Résumé : Ce n’est pas de la tarte à résumer, cette histoire. Il faut procéder calmement. C’est une histoire vraie, comme on dit. Un garçon de onze ans est enlevé à Paris un soir du printemps 1964. Luc Taron. (Si vous préférez la découvrir dans le livre, l’histoire, ne lisez pas la suite : stop !) On retrouve son corps le lendemain dans une forêt de banlieue. Il a été assassiné sans raison apparente. Pendant plus d’un mois, un enragé inonde les médias et la police de lettres de revendication démentes, signées « L’Étrangleur » ; il adresse même aux parents de l’enfant, horrifiés, des mots ignobles, diaboliques, cruels. Il est enfin arrêté. C’est un jeune homme banal, un infirmier. Il avoue le meurtre, il est incarcéré et mis à l’écart de la société pour le reste de sa vie. Fin de l’histoire. Mais bien sûr, si c’était aussi simple, je n’aurais pas passé quatre ans à écrire ce gros machin (je ne suis pas fou). Dans cette société naissante qui deviendra la nôtre, tout est trouble, tout est factice. Tout le monde truque, ment, triche. Sauf une femme, un point de lumière. Et ce qu’on savait se confirme : les pervers, les fous, les odieux, les monstres ne sont pas souvent ceux qu’on désigne.
Mon avis :
C’est une lecture qui se fait au microscope ou chaque piste étale ses ramifications jusqu’à en devenir quelque peu rébarbative. J’ai la sensation d’avoir travaillé le livre au corps, et si au début, j’aimais bien cette sensation, je me sens vidée et avec la sensation d’y voir de moins en moins clair ; c’est dommage, car en gagnant en concision, le livre aurait pu être un coup de cœur. On lit une sorte de compte rendu de police ultra détaillé ; si l’un des suspects a été verbalisé parce qu’il n’a pas ramassé la crotte de son chien (bon, là, c’est un anachronisme), vous le saurez. Mais je ressens un haut-le cœur, entre deux émerveillements — et il faut dire que cette impression est assez intéressante en soi. On se sent petit face à l’œuvre, perdu face aux phrases qui deviennent tentaculaires. Donc, je vous le conseille malgré tout.
Fin de la chronique ?
C’est ce que j’ai écrit à un huitième du livre environ. Lassée, prête à abandonner (mais quand même, j’avais lu beaucoup de pages, je ne pouvais pas passer outre sans rien écrire !), j’allais mentir sans trop de scrupules et faire croire que je l’avais terminé, allez zou, prochain livre. Et mon compagnon m’a tiré les bretelles. « C’est pas honnête pour les gens qui te lisent ! ». C’est pas honnête, c’est pas honnête, j’t’en foutrais du c’est pas honnête. Piquée, j’ai continué, d’abord en soufflant beaucoup d’air froid par les narines, puis de moins en moins, puis mince, il est dur à lâcher ce livre. J’aime bien être amenée à dépasser ma propre médiocrité, car les amis, la rencontre s’est faite.

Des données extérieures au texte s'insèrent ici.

PR #224, opened 2018-05-18
Fixes #190 - Clipped Monaco context menu

### LINKED ISSUE #190: context menu in source pane is often obscured by output pane
I tried the inline studio window in https://hacks.mozilla.org/2018/04/sneak-peek-at-webassembly-studio/ . It works well, but if I right-click on a source term towards the bottom of the source pane, the context menu that appears is obscured by the output pane below. In the screenshot, you only see the first menu item "Change all occurrences", the rest (Cut, Copy, Command Palette, etc.) are obscured. It looks like the z-index of the div `context-view monaco-menu-container bottom left` is only 8, I tried adjusting it to make it appear on top without success.
screenshot-2018-4-12 sneak peek at webassembly studio mozilla hacks - the web developer blog

Context menus can still be clipped by the bottom of the Studio window. Perhaps the UI toolkit you're using doesn't ensure all pop-up menu items are accessible by repositioning them or adding a scrollbar.

This is in Firefox Nightly 61.0a1 Build ID 20180410220129 on Windows 10.

ollelauribostrom:
Associated Issue: #190 

### Summary of Changes
* Uses fixed positioning for the context menu css
* Registers an event listener (onContextMenu) when the editor is created
* Each time the context menu is opened, the correct position is calculated and set

### Test Plan
* Create C "hello, world" project
* Open a file
* Right click to open the context menu
* The context menu should no longer get clipped

### Screenshots
skarmavbild 2018-05-18 kl 14 16 24

### DIFF
--- a/src/components/editor/Editor.tsx
+++ b/src/components/editor/Editor.tsx
@@ -149,6 +149,12 @@ export class Monaco extends React.Component<MonacoProps, {}> {
       this.container.removeChild(this.container.lastChild);
     }
     this.editor = monaco.editor.create(this.container, options as any);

Au début, c’est un relevé objectif des faits — mais on s’aperçoit au fur et à mesure que c’est une preuve que l’objectivité n’existe pas. Lui-même perçoit au bout de ses recherches l’impossibilité de découvrir une vérité optimale. « (chercher inlassablement, bêtement, une vérité précise qu’on ne trouvera jamais : ras le pompon) » On s’interroge aussi sur le romanesque. Jaenada a—t-il mis les faits bout à bout, dans un souci d’authenticité ? Rien n’est moins sûr. C’est comme une blague, il connait la chute, et prend le plaisir d’appuyer sur tel fait, tel absurdité pour que la fin n’en soit que plus agréable. (en tout cas, c’est l’impression que j’en ai : il maltraite parfois les « personnages » dès le début, Taron, Salce,etc… parce que qu’il connait déjà leurs méfaits). Il faut que l’illusion romanesque existe, et donc, on se demande parfois, comme devant une série aux multiples cliffhangers jusqu’où ça va nous mener. Et puis le livre donne sacrément envie de se plonger dans l’enquête de Jean-Louis Ivani et Stéphane Troplain (Le voleur de crimes : l'affaire Léger, 2012).
Au début, on regarde notre montre, puis à la fin, c’est elle qui nous regarde. Le monde y est petit : on y croise Modiano, l’actrice Douchka, Maurice Papon, le réalisateur Molinaro, Michel Drucker et Le Pen jeunes (oui, c’est possible).. Jaenada aurait dû être flic (son double comique Delarue s’en prend plein la pomme, et d’un côté, quand l’auteur voit dans les textes de Salce une preuve d’un passé pas très clair, on se demande s’il ne s’inspire pas de l’inspecteur. Mais je lui pardonne pour les éclats de rire causés, quelques pages plus loin, par l’épluchage du dossier de demande de déporté-résistant du même Salce :D). Ce qui est chouette aussi, c’est la construction narrative : d’abord les victimes (Luc et Lucien, ces deux frères dans l’ombre), puis les méchants (les infâmes Taron et Salce), et enfin celle qui est peut-être la véritable héroïne : Solange ( d’où la couverture). Elle est victime de son époque, la pauvre Solange, internée pour ce qui ressemble à des crises d’angoisse, obligée de divorcer pour ne pas subir l’opprobre… Et pourtant légère, amusante, même. On sent la connexion entre l’auteur et son « personnage » (et oui, car il y a probablement la part de fantasme à prendre en compte : Jaenada ne voit-il pas en elle une sorte de miroir ?)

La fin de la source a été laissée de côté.